Of course, Razumkov may have his own agenda. A young politician, born in 1983, perhaps he is out only for himself, accepting or even provoking conflict to raise his own profile? Or, maybe, he, too, is doing the bidding of oligarchs, namely those who stand to be targeted by Zelensky’s law? For instance, Rinat Akhmetov?
Yet, even if we assume the worst about Razumkov’s rationale, the fact remains that he has acted legally, and while he may have his own aims, his actions can be explained by public interest. His opponents, including President Zelensky, on the other hand, have acted in an at best arbitrary manner that betrays extraordinary impatience with due process and any degree of compromise and cannot be reconciled with public interest. Because the latter would be better served by a law with the same principal aim but proper precautions against abuse.

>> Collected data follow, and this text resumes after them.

Issue #398, opened 2022-01-25
Better error handling for CSV::MalformedCSVErrors


bkiahstroud:
# Summary

When a `CSV::MalformedCSVError` is thrown, the importer just gets "stuck" in a "Pending" state with no clear reason why. This is because the `Bulkrax::ImporterJob` infinitely retries 

Example error (seen in Sidekiq retries dashboard): 

```
CSV::MalformedCSVError: Invalid byte sequence in UTF-8 in line 3.
```

Capture these errors and present a helpful message to the user

PR #558, opened 2022-06-10
#398 Handle malformed CSV errors better

bkiahstroud:
Closes https://github.com/samvera-labs/bulkrax/issues/398 

# Summary 

Do not infinitely retry importer job when CSV is malformed

### DIFF
--- a/app/models/bulkrax/importer.rb
+++ b/app/models/bulkrax/importer.rb
@@ -96,16 +96,19 @@ module Bulkrax
     end
 
     def current_run
-      @current_run ||= if file? && zip?
-                         self.importer_runs.create!
-                       else
-                         entry_counts = {
-                           total_work_entries: self.limit || parser.works_total,
-                           total_collection_entries: parser.collections_total,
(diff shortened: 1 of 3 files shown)


app/models/bulkrax/importer.rb
```diff
@@ -96,16 +96,19 @@ def schedulable?
     end
 
     def current_run
-      @current_run ||= if file? && zip?
-                         self.importer_runs.create!
-                       else
-                         entry_counts = {
-                           total_work_entries: self.limit || parser.works_total,
-                           total_collection_entries: parser.collections_total,
-                           total_file_set_entries: parser.file_sets_total
```
bkiahstroud, line 105: Attempting to read the CSV throws the `CSV::MalformedCSVError`, which causes the `ImporterRun` creation to fail, which means that a status cannot be logged. This change adds an additional write to the db, which isn't ideal, but it ensures the `ImporterRun` will always be created successfully

alishaevn (approved):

There is no doubt that there is something very disturbing about the manner in which the president of Ukraine and his party have ganged up on the speaker of the country’s parliament, in several ways. First, we see the usual backsliding into authoritarian tendencies that has tempted almost every post-independence Ukrainian president. Second, this time it is especially bad, though, precisely because Zelensky came in with such a massive, indeed unprecedented electoral landslide mandate and enormous hopes of renewal. Third, Zelensky is in the fortunate position to have an absolute majority in parliament. In Ukrainian, this state of affairs is now called the “mono-majority,” that is, a majority without coalition building.
In a well-functioning democracy, having such a majority should not be a problem. Because in that context this position would not be abused to either disrespect the rights of the opposition or the rules of the game in general. Indeed, a combination of such a one-party majority and fair play could be ideal for Ukraine, producing a strong, effective government while preserving democracy and the rule of law.
And that’s why it is so particularly galling to see Zelensky and his immature, retinue-like party squander this unprecedented opportunity. Instead of using it well, they are about to create the impression that democracy and effective rule by a solid majority simply cannot go together. Or put differently, that there is no alternative to Ukraine’s other flaw, eternally fractious, unstable coalitions. It is as if Zelensky, whose reputation will also suffer from recent “Pandora Papers” revelations, had now set out to impress a lesson of despair on his compatriots: You can have either chaotic inefficiency or authoritarian over-reach. But you cannot have efficiency and stable democracy. What a sad spectacle from a man who used to be funny.